Stored data:
· · · · ·

PR #10850, opened 2025-08-06
add `CacheVolume.snapshot: Directory!`

vito:


vito:
Not really viable to do efficiently and soundly; went with a different approach that keeps the implementation as internal details instead in #10876

PR #10853, opened 2025-08-07
feat: move gitIgnore loading into dagOp

TomChv:
Optimize performances by moving the gitIgnore loading into a dagOpWrapper internal operation so it's cached
more efficiently.
Also removed the dag.Select to read file in favour of a mount + fs.Walkdir.

This PR follows up #10736 and apply this comment: https://github.com/dagger/dagger/pull/10736#discussion_r2254524913

## Benchmarks

Screenshot 2025-08-07 at 17 46 27

Specific load git ignore benchmark: https://github.com/dagger/dagger/pull/10853#issuecomment-3164939667
GitIgnoreFor specific benchmarks: https://github.com/dagger/dagger/pull/10853#issuecomment-3168369309

### DIFF
--- a/core/directory.go
+++ b/core/directory.go
@@ -1150,7 +1150,7 @@ func (dir *Directory) GitIgnorePatterns(ctx context.Context) ([]string, error) {
 				return prevErr
 			}
 
-			if !d.IsDir() && d.Name() != ".gitignore" {
+			if d.IsDir() || d.Name() != ".gitignore" {
 				return nil
 			}
 


TomChv:
As asked by @helderco, I also did some benchmark specially on how long it takes to load the modules git ignore:

<details>
<summary>Code snippet</summary>

```go
		start := time.Now()

		// Load .gitignore patterns before loading the module so they can be used in the `Include` argument
		// instead of Exclude so we get the right behaviour.
		// We only include the .gitignore from the module source path and above up to the context directory.
		ignorePatterns, err := loadDirectoryGitIgnorePatterns(ctx, src.Local.ContextDirectoryPath, filepath.Join(src.Local.ContextDirectoryPath, moduleSourcePath))
		if err != nil {
			return fmt.Errorf("failed to load .gitignore patterns: %w", err)
		}

		rebasedIgnorePatterns, err := rebaseGitIgnorePatterns(src.Local.ContextDirectoryPath, src.Local.ContextDirectoryPath, ignorePatterns)
		if err != nil {
			return fmt.Errorf("failed to rebase .gitignore patterns: %w", err)
		}

		end := time.Since(start)

		slog.Debug("moduleSource .gitignore patterns", "duration", end.String(), "duration_ms", end.Milliseconds(), "duration_seconds", end.Seconds(), "duration_ns", end.Nanoseconds())

```

</details>

Screenshot 2025-08-07 at 18 31 51

helderco:
Hmmm... how is 1000 .gitignore better than our dagger/dagger? I suggest you run something like `dagger -M -c 'host | directory . | glob "**"` to rule out other complications with module loading. If you isolate the measurement to just the part that's figuring out all the patterns to add to the exclude, it should be faster on dagger/dagger than on the repo with 500 .gitignore files even.

TomChv:
> Hmmm... how is 1000 .gitignore better than our dagger/dagger? I suggest you run something like dagger -M -c 'host | directory . | glob "**" to rule out other complications with module loading. If you isolate the measurement to just the part that's figuring out all the patterns to add to the exclude, it should be faster on dagger/dagger than on the repo with 500 .gitignore files even.

My theory is that the time it takes to get the cache is slower on dagger than for 1000 .gitignore that are not in nested directories.
What I'm testing there is how long it takes to loadGitIgnore during moduleLoading, not inside `host.Directory.__gitIgnoreFor`

I'll do some benchmark specially inside gitIgnoreFor to see what we got

TomChv:
So I did another benchmark where I isolated only the `gitIgnoreFor` operation and compute 2 things:
- The time it takes to read/process a file (excluding the append to the list)
- The total time of the function

See snippets below for the code

Screenshot 2025-08-08 at 17 45 18

We observe that the dagger repo has a slightly longer overhead but it may be cause by the large number of patterns in all these gitignore.
The 1000 and 500 test case only have 1 line in the .gitignore while average on dagger repo is 4.

The result also may vary depending on my computer, I had my fan running and noticed it takes slightly longer than when they are turned off, but overall it's quite fast, even for a large number of files.

<details>
<summary>Code implementation</summary>

```go

func (dir *Directory) GitIgnoreFor(ctx context.Context) ([]string, error) {
	result := []string{}
	var timeByReadFile []time.Duration

	start := time.Now()

	_, err := execInMount(ctx, dir, func(root string) error {
		resolvedDir, err := containerdfs.RootPath(root, dir.Dir)
		if err != nil {
			return err
		}

		return filepath.WalkDir(resolvedDir, func(path string, d fs.DirEntry, prevErr error) error {
			if prevErr != nil {
				return prevErr
			}

			if d.Name() != ".gitignore" {
				return nil
			}

			startFile := time.Now()
			content, err := os.ReadFile(path)
			if err != nil {
				return err
			}

			relPath, err := filepath.Rel(resolvedDir, path)
			if err != nil {
				return err
			}

			patterns := parseGitIgnore(string(content), filepath.Dir(relPath))
			endFile := time.Since(startFile)
			timeByReadFile = append(timeByReadFile, endFile)

			result = append(result, patterns...)

			return nil
		})
	})
	if err != nil {
		if errors.Is(err, errEmptyResultRef) {
			// empty directory, i.e. llb.Scratch()
			return []string{}, nil
		}
		return nil, err
	}

	end := time.Since(start)

	var total time.Duration
	for _, t := range timeByReadFile {
		total += t
	}

	slog.Info("GitIgnoreFor",
		"dir_name", dir.Dir,
		"duration", end,
		"duration_ms", end.Milliseconds(),
		"avg_by_file_ns", total.Nanoseconds()/int64(len(timeByReadFile)),
		"avg_by_file_ms", total.Milliseconds()/int64(len(timeByReadFile)))

	return result, nil
}

```

</details>

core/schema/host.go
```diff
@@ -413,17 +414,29 @@ func loadDirectoryGitIgnorePatterns(ctx context.Context, parentPath string, host
...
 	)
 	if err != nil {
 		return nil, fmt.Errorf("failed to load directory ignore patterns: %w", err)
 	}
 
-	gitIgnorePatterns, err := core.LoadGitIgnoreInDirectory(ctx, directory)
-	if err != nil {
-		return nil, fmt.Errorf("failed to load .gitignore in context directory %q: %w", parentPath, err)
+	for i := 1; i <= result.Len(); i++ {
+		entry, err := result.Nth(i)
```
jedevc: `dagql.ResultArray` is just an array type, so you can do `for _, entry := range result`

core/directory.go
```diff
@@ -1136,6 +1136,52 @@ func (dir *Directory) Mount(ctx context.Context, f func(string) error) error {
...
+		if err != nil {
+			return err
+		}
+
+		return filepath.WalkDir(resolvedDir, func(path string, d fs.DirEntry, prevErr error) error {
+			if prevErr != nil {
+				return prevErr
+			}
+
+			if d.Name() != ".gitignore" {
```
jedevc: Make sure `d` is a regular file. If a directory is called `.gitignore` (for some reason), we shouldn't error out.

core/schema/host.go
```diff
@@ -413,17 +414,29 @@ func loadDirectoryGitIgnorePatterns(ctx context.Context, parentPath string, host
...
+		if err != nil {
+			return nil, fmt.Errorf("failed to get entry %d in directory ignore patterns: %w", i, err)
+		}
+
+		entryValue, ok := dagql.UnwrapAs[dagql.String](entry)
```
jedevc: We don't need `UnwrapAs`, you can just call `string(entry)`, since it's just a string type.

core/schema/directory.go
```diff
@@ -202,6 +202,8 @@ func (s *directorySchema) Install(srv *dagql.Server) {
 				dagql.Arg("target").Doc(`Location of the file or directory to link to (e.g., "/existing/file").`),
 				dagql.Arg("linkName").Doc(`Location where the symbolic link will be created (e.g., "/new-file-link").`),
 			),
+		dagql.NodeFunc("__gitIgnoreFor", DagOpWrapper(srv, s.gitIgnoreFor)).
```
jedevc: Maybe just call this `__gitignorePatterns`?

Just to confirm - this returns *docker*-style patterns right? After converting them from gitignore style patterns? If so, worth clarifying in `Doc`.

core/schema/host.go
TomChv: Screenshot 2025-08-11 at 13 30 17

I think I still need to unwrap it no?

jedevc: Oh. Just call `Self`.

core/schema/directory.go
TomChv: Yes, applied in [7ff0141](https://github.com/dagger/dagger/pull/10853/commits/7ff0141df57caa39e12fadd9c25b19c5062431bb)

core/schema/host.go
TomChv: Oh right! Applied in [7ff0141](https://github.com/dagger/dagger/pull/10853/commits/7ff0141df57caa39e12fadd9c25b19c5062431bb)

core/directory.go
TomChv: Applied in [7ff0141](https://github.com/dagger/dagger/pull/10853/commits/7ff0141df57caa39e12fadd9c25b19c5062431bb)

core/schema/host.go
TomChv: Applied in [7ff0141](https://github.com/dagger/dagger/pull/10853/commits/7ff0141df57caa39e12fadd9c25b19c5062431bb)

core/directory.go
```diff
@@ -1136,6 +1136,52 @@ func (dir *Directory) Mount(ctx context.Context, f func(string) error) error {
...
+		if err != nil {
+			return err
+		}
+
+		return filepath.WalkDir(resolvedDir, func(path string, d fs.DirEntry, prevErr error) error {
+			if prevErr != nil {
+				return prevErr
+			}
+
+			if !d.IsDir() && d.Name() != ".gitignore" {
```
jedevc:
```suggestion
			if d.IsDir() || d.Name() != ".gitignore" {
```

🤔

jedevc: Looks like this is making the tests fail.

TomChv: Yeah I fixed it, my bad

jedevc (approved):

· · · · ·

[Aim of the exercise]
Looking at the data above, show all lines where the word "from" occurs.

[Task solution]
		// We only include the .gitignore from the module source path and above up to the context directory.
Just to confirm - this returns *docker*-style patterns right? After converting them from gitignore style patterns? If so, worth clarifying in `Doc`.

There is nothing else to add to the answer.